Take
your kids to Disneyland and they will ride things that scare you or keep you
singing It’s A Small World After All for the rest of the week. Take your kids
to Legoland and you can learn what writing is all about.
Now
I admit that is an odd thing to say. But I recently spent the day with my
granddaughter at Legoland. It is not such a hectic place as Disneyland so I had
time to wonder who thought to build it. And that led me to wonder why we
writers build stories. I’m a firm believer that you can, indeed, compare apples
and oranges. So I stand by the following four comparisons between Legos and
writing.
1.
Both Lego builders and writers deal in illusions. Both try to shape something
that viewers think is real. Is that elephant real? Is Hamlet real? It’s all in
the details. If you are precise, detailing what things look, feel, taste,
sound, or smell like, readers will believe you just as kids believe the
elephant at Legoland is real. In Artists
& Thieves I created a “sensory overload” scene in a jazz club in
Cannery Row with a lot of vivid colors, sounds, tastes, and emotions for the
characters. I had real singers perform, but all else was fiction. Readers tell
me they looked for the club but couldn’t find it.
2.
Both build elaborate structures with little interlocking pieces. Legos come in
two basic shapes, rectangles and squares. But some are bigger than others. And
some are cylinders. From these limited shapes, very patient people construct
tiny cars and two inch people. They build a life-size Darth Vader and a Volvo.

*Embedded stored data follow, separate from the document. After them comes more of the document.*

PR #3744, opened 2020-10-07
Update documentation for isValid and related methods

mernst:


framework/src/main/java/org/checkerframework/common/basetype/BaseTypeVisitor.java
```diff
@@ -4076,6 +4076,11 @@ protected boolean isAccessAllowed(
      * <p>In most cases, {@code useType} simply needs to be a subtype of {@code declarationType}. If
      * a type system makes exceptions to this rule, its implementation should override this method.
      *
+     * <p>This method is not called if checkTopLevelDeclaredOrPrimitiveType is false -- by default,
```
smillst, line 4079: This method is not called if ` {@link #shouldCheckTopLevelDeclaredOrPrimitiveType(AnnotatedTypeMirror, Tree)}` returns false.

smillst (approved):

PR #3751, opened 2020-10-08
`@MatchesRegex` annotation for Constant Value Checker

kelloggm:


framework/src/main/java/org/checkerframework/common/value/ValueAnnotatedTypeFactory.java
```diff
@@ -936,6 +953,19 @@ public AnnotationMirror createArrayLenRangeAnnotation(Range range) {
         return createArrayLenAnnotation(ValueCheckerUtils.getLengthsForStringValues(values));
     }
 
+    /**
+     * Converts an {@code StringVal} annotation to an {@code MatchesRegex} annotation that matches
+     * exactly the string values listed in the {@code StringVal}.
```
mernst, line 958: This code does not do that.  To achieve this, you would need to call `Pattern.quote` and also add `^` and `$` anchors.

Also note that the strings are not necessarily legal regular expressions.

framework/src/main/java/org/checkerframework/common/value/ValueAnnotatedTypeFactory.java
```diff
@@ -917,6 +922,18 @@ public AnnotationMirror createArrayLenRangeAnnotation(Range range) {
         }
     }
 
+    /**
+     * Creates an {@code MatchesRegex} annotation for the given regular expressions.
+     *
+     * @param regexes a list of Java regular expressions
+     * @return a MatchesRegex annotation with those values
+     */
+    private AnnotationMirror createMatchesRegexAnnotation(List<String> regexes) {
```
mernst, line 931: Add a `@Regex` annotation.  That would have caught the problem I noted below.

mernst (changes requested):

framework/src/main/java/org/checkerframework/common/value/ValueAnnotatedTypeFactory.java
```diff
@@ -936,7 +968,30 @@ public AnnotationMirror createArrayLenRangeAnnotation(Range range) {
...
+     * @param stringValAnno a StringVal annotation
+     * @return an equivalent MatchesReges annotation
+     */
+    /* package-private */ AnnotationMirror convertStringValToMatchesRegex(
+            AnnotationMirror stringValAnno) {
+        List<String> values = getStringValues(stringValAnno);
+        List<@Regex String> valuesAsRegexes = new ArrayList<>();
+        for (String value : values) {
+            // Quote the String, and surround it with start-of-string and end-of-string markers.
+            valuesAsRegexes.add("^" + Pattern.quote(value) + "$");
```
mernst, line 984: Because your implementation uses `matches` rather than `Matcher.find`, you do not need these anchors.  The tests all pass without them.

mernst (changes requested):

framework/src/main/java/org/checkerframework/common/value/qual/MatchesRegex.java
```diff
@@ -0,0 +1,28 @@
...
+import java.lang.annotation.Documented;
+import java.lang.annotation.ElementType;
+import java.lang.annotation.Retention;
+import java.lang.annotation.RetentionPolicy;
+import java.lang.annotation.Target;
+import org.checkerframework.framework.qual.SubtypeOf;
+
+/**
+ * An annotation indicating the possible values for a String type. If an expression's type has this
+ * annotation, then at run time, the expression evaluates to a string that matches at least one of
```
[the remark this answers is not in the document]
kelloggm: Rather than adding examples here, I've changed this to refer to the documentation of `java.lang.String#matches`. That absolves us of the need to maintain examples here, where they might become out of date. I will add the tests you describe, though, since those will start to fail if the behavior of `matches` changes.

mernst (approved):
Thanks!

They also build replicas of cities like New York and Las Vegas, huge long units
that form skylines about as tall as adult visitors. It helps that their fingers
are flexible.
Writers
build with words, some are tiny, some long, some are loaded with hidden
meanings, some crystal clear. There are at least three quarters of a million of
them in English. That’s a lot of construction blocks. It is the writer’s job to
interlock them into sentences, fit them together to build small haiku poems or
long novels. It helps if the writer’s brain is flexible. It helps if the words
are chosen carefully: a character who simply walks down stairs is not as vivid
as one whose too large shoes slap loudly on the steps; a character who
“ponders” which way to go when fleeing a killer doesn’t seem credible.
3.
Legos come in bright and neutral colors. The variety helps distinguish parts.
So does variety in sentence structure. Write only with single syllable words?
Not so interesting. Write only noun-plus-verb sentences? Boring. Dialogue adds
color. When my character Hunter searched the heroine’s room for a stolen bowl,
I didn’t tell the reader he knew she was a liar but the dialogue conveyed it:
Give
up,” she said. “That bowl is on its way to China.”
“And
you are Snow White,” Hunter said.
4.
One last comparison. Breaks. Benches.
Shade. Iced drinks. We need to rest in the midst of activity. We also need to
catch our breath in the midst of a tense story. Give the reader some ice tea
like an easy description or incidental dialogue between secondary characters.
One reason some people read the end of a story first is so they won’t have to
worry all the way through about what is going to happen to the hero. So be kind
to the reader and provide some rest stops along the way.